ENTRIES PROVIDED:
[Start of Attachment]

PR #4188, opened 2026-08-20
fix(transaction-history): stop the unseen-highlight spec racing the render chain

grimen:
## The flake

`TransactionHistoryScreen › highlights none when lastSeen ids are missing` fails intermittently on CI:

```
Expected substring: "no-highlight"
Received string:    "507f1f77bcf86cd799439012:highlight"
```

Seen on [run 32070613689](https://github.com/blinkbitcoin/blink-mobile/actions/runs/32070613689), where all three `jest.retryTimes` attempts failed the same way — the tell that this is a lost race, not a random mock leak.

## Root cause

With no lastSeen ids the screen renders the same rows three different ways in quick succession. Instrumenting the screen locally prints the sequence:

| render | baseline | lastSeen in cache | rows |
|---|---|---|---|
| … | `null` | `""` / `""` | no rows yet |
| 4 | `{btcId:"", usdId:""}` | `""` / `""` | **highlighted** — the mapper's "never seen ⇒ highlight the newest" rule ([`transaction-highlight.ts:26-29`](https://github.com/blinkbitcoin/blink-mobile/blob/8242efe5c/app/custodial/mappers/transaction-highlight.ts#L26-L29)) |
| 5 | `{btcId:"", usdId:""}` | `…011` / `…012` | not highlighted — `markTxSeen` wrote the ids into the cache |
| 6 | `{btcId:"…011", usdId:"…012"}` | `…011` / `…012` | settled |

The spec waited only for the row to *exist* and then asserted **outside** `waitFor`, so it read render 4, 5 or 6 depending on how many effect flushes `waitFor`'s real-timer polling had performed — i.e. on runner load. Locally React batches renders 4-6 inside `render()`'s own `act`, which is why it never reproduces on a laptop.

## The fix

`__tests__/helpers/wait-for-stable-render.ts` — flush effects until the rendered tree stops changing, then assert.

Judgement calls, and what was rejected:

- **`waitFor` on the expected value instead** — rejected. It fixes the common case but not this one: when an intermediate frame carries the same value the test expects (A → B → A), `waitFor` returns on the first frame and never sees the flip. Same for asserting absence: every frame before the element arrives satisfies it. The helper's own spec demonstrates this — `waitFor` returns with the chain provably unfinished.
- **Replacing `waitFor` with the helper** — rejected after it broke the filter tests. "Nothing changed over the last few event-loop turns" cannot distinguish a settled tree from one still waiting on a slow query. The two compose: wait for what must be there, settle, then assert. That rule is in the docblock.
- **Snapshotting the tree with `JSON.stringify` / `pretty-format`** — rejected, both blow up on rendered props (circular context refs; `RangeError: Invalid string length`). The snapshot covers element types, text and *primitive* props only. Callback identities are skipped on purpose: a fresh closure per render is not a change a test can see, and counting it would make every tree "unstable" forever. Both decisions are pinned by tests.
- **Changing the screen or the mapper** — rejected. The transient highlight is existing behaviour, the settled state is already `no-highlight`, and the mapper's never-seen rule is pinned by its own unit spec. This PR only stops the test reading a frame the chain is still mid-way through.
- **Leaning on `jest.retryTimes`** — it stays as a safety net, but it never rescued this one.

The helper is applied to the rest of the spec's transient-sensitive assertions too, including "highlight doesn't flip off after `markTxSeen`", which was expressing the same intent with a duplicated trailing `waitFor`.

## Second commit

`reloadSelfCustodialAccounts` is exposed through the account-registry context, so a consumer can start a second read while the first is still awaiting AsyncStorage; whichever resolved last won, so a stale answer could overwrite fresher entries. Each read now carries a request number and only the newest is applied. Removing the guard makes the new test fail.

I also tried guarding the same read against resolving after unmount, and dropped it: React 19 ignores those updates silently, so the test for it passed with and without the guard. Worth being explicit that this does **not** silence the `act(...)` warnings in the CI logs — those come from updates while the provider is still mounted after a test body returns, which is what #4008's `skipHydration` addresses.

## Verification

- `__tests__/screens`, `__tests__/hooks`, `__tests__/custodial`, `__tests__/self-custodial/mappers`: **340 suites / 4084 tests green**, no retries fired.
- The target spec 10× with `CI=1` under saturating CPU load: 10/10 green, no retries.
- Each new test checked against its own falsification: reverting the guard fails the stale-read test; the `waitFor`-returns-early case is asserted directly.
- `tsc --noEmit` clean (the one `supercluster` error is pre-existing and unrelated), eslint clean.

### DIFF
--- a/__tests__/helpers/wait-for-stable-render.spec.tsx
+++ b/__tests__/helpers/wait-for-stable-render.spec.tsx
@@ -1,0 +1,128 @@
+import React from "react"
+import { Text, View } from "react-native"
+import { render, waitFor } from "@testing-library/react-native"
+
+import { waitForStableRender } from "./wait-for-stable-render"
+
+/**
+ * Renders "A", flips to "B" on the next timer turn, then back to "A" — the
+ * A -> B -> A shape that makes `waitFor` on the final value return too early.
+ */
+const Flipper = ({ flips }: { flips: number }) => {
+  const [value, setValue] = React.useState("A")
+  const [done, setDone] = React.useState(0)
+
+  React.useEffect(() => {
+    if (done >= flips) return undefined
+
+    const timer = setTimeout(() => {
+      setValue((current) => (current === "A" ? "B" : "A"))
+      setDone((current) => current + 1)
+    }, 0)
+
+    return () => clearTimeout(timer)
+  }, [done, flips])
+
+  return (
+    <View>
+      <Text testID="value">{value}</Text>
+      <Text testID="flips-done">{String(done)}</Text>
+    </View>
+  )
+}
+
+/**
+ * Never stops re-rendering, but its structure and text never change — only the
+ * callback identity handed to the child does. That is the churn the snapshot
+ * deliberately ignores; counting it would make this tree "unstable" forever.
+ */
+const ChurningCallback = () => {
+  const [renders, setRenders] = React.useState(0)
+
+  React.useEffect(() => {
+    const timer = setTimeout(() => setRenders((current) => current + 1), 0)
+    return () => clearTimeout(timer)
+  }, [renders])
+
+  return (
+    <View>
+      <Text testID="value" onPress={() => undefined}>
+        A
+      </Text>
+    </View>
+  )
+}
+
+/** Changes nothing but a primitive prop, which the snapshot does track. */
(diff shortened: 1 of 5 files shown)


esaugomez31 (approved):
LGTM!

[End of Attachment]
[Start of Attachment]

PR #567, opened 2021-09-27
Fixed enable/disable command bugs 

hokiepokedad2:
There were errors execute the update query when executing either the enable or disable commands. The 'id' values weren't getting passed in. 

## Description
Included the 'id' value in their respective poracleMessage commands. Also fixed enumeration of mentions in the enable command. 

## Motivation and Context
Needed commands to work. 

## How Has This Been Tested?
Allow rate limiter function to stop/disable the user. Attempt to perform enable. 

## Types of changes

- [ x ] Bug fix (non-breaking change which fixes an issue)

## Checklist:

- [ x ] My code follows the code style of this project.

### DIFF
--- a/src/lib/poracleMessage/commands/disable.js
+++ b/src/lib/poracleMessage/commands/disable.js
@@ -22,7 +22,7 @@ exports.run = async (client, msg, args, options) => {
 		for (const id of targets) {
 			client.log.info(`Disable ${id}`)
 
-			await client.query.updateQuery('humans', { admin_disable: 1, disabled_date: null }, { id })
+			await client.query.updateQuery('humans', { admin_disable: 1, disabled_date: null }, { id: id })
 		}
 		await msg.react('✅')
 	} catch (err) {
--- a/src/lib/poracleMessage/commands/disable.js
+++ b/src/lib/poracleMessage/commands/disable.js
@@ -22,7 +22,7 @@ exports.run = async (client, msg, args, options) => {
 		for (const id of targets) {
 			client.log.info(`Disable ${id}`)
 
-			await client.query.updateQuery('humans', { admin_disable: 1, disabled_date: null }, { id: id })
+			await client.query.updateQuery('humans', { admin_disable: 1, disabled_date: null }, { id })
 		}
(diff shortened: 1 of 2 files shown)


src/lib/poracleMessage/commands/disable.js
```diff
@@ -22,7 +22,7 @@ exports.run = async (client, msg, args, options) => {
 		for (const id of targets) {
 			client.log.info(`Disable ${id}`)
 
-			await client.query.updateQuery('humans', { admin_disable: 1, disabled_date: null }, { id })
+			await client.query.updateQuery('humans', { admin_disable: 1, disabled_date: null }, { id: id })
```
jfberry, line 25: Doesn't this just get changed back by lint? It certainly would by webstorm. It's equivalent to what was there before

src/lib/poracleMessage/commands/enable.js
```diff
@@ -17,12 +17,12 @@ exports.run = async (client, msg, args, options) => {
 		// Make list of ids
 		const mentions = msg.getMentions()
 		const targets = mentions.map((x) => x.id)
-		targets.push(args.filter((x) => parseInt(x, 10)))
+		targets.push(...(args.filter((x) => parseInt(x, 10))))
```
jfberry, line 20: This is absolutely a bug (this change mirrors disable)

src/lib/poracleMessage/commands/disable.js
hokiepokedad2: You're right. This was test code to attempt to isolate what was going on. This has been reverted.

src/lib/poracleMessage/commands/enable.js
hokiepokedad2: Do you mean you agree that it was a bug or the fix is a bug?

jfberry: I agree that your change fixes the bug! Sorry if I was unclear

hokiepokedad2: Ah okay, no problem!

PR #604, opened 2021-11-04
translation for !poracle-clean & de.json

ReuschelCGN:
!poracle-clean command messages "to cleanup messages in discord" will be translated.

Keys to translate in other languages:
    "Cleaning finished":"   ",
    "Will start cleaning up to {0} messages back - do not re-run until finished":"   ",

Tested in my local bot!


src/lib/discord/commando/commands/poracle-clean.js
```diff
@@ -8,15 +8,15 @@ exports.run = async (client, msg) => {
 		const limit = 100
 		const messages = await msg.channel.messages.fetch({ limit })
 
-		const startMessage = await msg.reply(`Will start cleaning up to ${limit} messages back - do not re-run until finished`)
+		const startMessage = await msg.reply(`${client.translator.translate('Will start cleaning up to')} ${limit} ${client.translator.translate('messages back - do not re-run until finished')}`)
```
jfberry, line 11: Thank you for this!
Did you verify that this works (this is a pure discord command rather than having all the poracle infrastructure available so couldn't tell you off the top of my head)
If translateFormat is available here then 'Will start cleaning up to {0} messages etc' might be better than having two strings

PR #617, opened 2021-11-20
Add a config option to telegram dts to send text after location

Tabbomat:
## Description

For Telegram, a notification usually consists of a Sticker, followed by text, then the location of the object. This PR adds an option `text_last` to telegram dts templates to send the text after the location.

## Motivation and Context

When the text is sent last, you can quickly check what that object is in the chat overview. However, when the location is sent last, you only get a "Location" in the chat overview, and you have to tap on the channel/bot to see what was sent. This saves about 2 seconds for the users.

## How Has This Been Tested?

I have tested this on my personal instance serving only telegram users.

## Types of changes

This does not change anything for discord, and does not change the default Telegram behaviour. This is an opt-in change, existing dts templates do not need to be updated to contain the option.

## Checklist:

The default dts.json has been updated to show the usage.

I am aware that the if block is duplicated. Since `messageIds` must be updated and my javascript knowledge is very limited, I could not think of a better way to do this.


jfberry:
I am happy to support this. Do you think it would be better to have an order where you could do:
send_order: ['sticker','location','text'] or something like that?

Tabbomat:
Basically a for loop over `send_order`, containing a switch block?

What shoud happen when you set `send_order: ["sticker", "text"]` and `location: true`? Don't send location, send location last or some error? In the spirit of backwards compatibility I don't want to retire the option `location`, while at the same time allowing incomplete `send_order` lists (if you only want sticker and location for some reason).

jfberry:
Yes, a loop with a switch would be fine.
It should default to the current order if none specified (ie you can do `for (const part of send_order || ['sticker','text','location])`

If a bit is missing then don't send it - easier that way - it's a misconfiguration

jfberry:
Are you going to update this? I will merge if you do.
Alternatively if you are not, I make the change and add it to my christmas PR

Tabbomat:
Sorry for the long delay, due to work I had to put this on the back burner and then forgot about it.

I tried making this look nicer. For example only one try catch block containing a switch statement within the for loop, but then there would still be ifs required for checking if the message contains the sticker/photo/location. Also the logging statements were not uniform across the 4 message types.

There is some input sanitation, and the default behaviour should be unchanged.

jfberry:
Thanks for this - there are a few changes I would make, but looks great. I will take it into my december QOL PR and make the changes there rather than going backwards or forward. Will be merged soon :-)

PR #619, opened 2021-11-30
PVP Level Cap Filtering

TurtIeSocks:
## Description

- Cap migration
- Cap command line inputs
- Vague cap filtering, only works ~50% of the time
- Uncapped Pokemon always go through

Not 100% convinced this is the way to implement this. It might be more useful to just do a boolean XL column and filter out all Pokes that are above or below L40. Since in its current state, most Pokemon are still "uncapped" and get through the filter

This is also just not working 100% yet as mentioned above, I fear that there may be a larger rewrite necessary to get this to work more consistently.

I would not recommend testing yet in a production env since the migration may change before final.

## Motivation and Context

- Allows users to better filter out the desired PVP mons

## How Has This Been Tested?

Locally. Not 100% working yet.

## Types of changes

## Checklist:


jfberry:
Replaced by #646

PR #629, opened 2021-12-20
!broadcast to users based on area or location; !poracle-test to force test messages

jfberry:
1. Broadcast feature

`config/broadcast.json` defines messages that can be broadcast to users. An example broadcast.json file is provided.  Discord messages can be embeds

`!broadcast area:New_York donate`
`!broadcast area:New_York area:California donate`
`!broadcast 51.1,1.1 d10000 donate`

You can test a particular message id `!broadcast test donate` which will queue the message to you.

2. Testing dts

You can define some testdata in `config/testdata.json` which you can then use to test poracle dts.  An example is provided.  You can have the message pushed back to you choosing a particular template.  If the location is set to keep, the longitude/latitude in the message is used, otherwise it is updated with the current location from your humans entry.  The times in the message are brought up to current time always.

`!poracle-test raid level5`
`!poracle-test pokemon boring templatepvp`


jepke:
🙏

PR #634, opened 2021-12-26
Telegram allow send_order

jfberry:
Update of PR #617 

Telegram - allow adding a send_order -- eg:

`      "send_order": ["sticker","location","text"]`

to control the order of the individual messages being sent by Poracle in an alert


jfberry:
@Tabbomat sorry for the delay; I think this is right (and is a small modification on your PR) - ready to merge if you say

[End of Attachment]

ACTIVITY:
From the listing above, copy every line where the string "before" is found.

RESULT OF THIS EXERCISE:
- **`waitFor` on the expected value instead** — rejected. It fixes the common case but not this one: when an intermediate frame carries the same value the test expects (A → B → A), `waitFor` returns on the first frame and never sees the flip. Same for asserting absence: every frame before the element arrives satisfies it. The helper's own spec demonstrates this — `waitFor` returns with the chain provably unfinished.
jfberry, line 25: Doesn't this just get changed back by lint? It certainly would by webstorm. It's equivalent to what was there before
I would not recommend testing yet in a production env since the migration may change before final.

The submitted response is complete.